LONDON — April has been a cruel month for the British pound, with the currency set to decline against the dollar over the period for the first time in close to 15 years.
A combination of factors, from waning expectations of a UK interest rate hike in May, to a resurgent dollar, have helped subdue the pound, which as recently as two weeks ago was being described as the “darling of the currency world.”
Kamal Sharma, a strategist at Bank of America Merrill Lynch, noted at the start of the month that for the last 14 consecutive Aprils, the pound has finished the month higher against the dollar than it started.
“April seasonality is approaching again for GBP, which tends to rally no matter what the political/macro backdrop,” Sharma wrote in late March.
“Within the G10 FX complex, there is no stronger seasonality than in GBP through April.”
“This remarkable outperformance covers major events such as the financial crisis, general elections, and the Brexit referendum, and suggests to us a consistently strong underlying flow which has trumped these idiosyncratic factors,” he added.
With the pound trading at close to $1.44 on April 17, it’s record for having a stellar fourth month of the year looked set to sustain itself, but all of a sudden, Britain’s currency fell off a cliff, and in the 10 days since, has declined by nearly 3.5% against the dollar.

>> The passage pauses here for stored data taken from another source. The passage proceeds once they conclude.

Issue #6989, opened 2025-12-21
[Bug]: T1 Bombers do not auto attack


JaggedAppliance:
### Describe the Bug

T1 bombers, if given a move order, will just land and will not acquire any targets. The will be totally idle.

### Reproduce the bug

Give a move order to a bomber.

4z0t:
Same with attack-move order.

lL1l1:
Would also be worth taking a look at making t2 bombers auto-attack. I was told that they do so on steam but not on faf.

PR #7022, opened 2026-02-11
Fix bombers do not auto attack nearby enemies

Strogoo:
Fix this: https://github.com/FAForever/fa/issues/6989

Also some info from Nomander:
изображение

## Summary by CodeRabbit

* **Bug Fixes**
  * Bombers now automatically attack nearby enemies during combat encounters instead of remaining locked on their initial target, improving responsiveness and reducing missed opportunities to engage threats. This fix ensures bomber units will re-evaluate and select closer targets when appropriate, leading to more consistent combat behavior.

### DIFF
--- a/changelog/snippets/fix.7022.md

On Friday morning in London, the pound is at just $1.3877, and around 0.5% lower than it
The trigger for the initial sell-off in the pound came from Bank of England Governor Mark Carney, who suggested in an interview with the BBC that the central bank may not raise interest rates in May — something that was widely expected in the markets.
“I don’t want to get too focused on the precise timing, it is more about the general path. The biggest set of economic decisions over the course of the next few years are going to be taken in the Brexit negotiations and whatever deal we end up with,” he told the BBC.
“And then we will adjust to the impact of those decisions in order to keep the economy on a stable path.”
Carney then cited mixed data coming out of the UK economy in April as a reason for the bank’s possible reticence.
“On the softer side some of the business surveys have come off. Retail sales have been a bit softer – we are all aware of the squeeze that is going on in the high street. We’ll sit down calmly and look at it all in the round.”
Carney’s comments helped subdue the pound for several days, with further trouble coming for sterling thanks to the recent appreciation of the dollar.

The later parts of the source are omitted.